Accessibility of coronary arteries
Image analysis was obtained by consensus between two readers with 2 years and 7 years of experience in cardiac CT at the time of initiation of this study, respectively. The images were reviewed on a workstation (MMWP, Siemens, Forchheim, Germany). The coronary arteries were categorised into 15 segments according to the American Heart Association classification [9]. For each patient, the analysis of the coronary artery tree was undertaken only if the attenuation value within all proximal coronary segments was ≥200 HU. The next step consisted of an individual analysis of each coronary segment (whatever its diameter and the potential presence of calcification), rated as accessible if the vessel lumen was completely depicted in the absence of major motion artefacts as further detailed. The degree of movement-associated artefacts was graded with a 4-point scoring system (10): score 1: no motion artefacts; score 2: mild blurring of the segment; score 3: moderate blurring without structure discontinuity; score 4: doubling or discontinuity in the course of the segment preventing evaluation. Scores 1–3 were considered compatible with a diagnostic image quality. The impact of contrast-induced artefacts from the right atrium on the right coronary artery was graded with a 3-point scoring system: score 1: no artefact; score 2: minor artefacts, not precluding analysis of the coronary segment; score 3: marked artefacts, precluding confident analysis of the coronary segment. No attempt was made to provide information on the frequency of coronary artery abnormalities detected in either group of patients.

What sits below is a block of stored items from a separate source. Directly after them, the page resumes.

PR #423, opened 2017-11-16
Refactor rootston keyboard

### LINKED ISSUE #398: keyboard_keysym_press called twice

emersion:
Test plan: keybinds such as `Ctrl+Shift+E` shouldn't work anymore. Keybinds such as `Ctrl+Shift+e` and `Ctrl+E` should work. Check that switching VTs works.

Fixes #398

### DIFF
--- a/rootston/keyboard.c
+++ b/rootston/keyboard.c
@@ -23,6 +23,16 @@ static ssize_t pressed_keysyms_index(xkb_keysym_t *pressed_keysyms,
 	return -1;
 }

Four levels of analysis of the coronary tree were defined: (1) analysis of proximal segments (i.e. 4 segments per patient), including segment 1 of the right coronary artery (RCA), segment 5 (left main, LM), segment 6 of the left anterior descending (LAD), and segment 11 of the left circumflex (LCX); (2) analysis of proximal and mid segments of the coronary arteries, namely segments 1–2 (RCA), 5 (left main, LM), 6–7 (LAD), and 11 and 13 (LCX), leading to the analysis of seven segments per patient; (3) analysis of ten segments per patient, including the above-mentioned seven segments and segment 3 (right coronary artery, RCA), segment 4 (right coronary artery, RCA, in case of right predominance; left circumflex artery, LCX, in case of left predominance), and segment 8 (left anterior descending artery, LAD); (4) analysis of the complete coronary arterial tree, i.e. 15 coronary segments per patient.
Statistical analysis
Statistical analysis was performed with commercially available software (SAS Institute, Cary, NC). Results were expressed as means and standard deviations for continuous variables and as frequencies and percentages for categorical variables. Comparative analyses were obtained using the chi-square test for categorical data; when not applicable because of the sample size, Fisher’s exact test was used. For numerical variables, we used the unpaired Student’s t-test. P values inferior to 0.05 were considered statistically significant.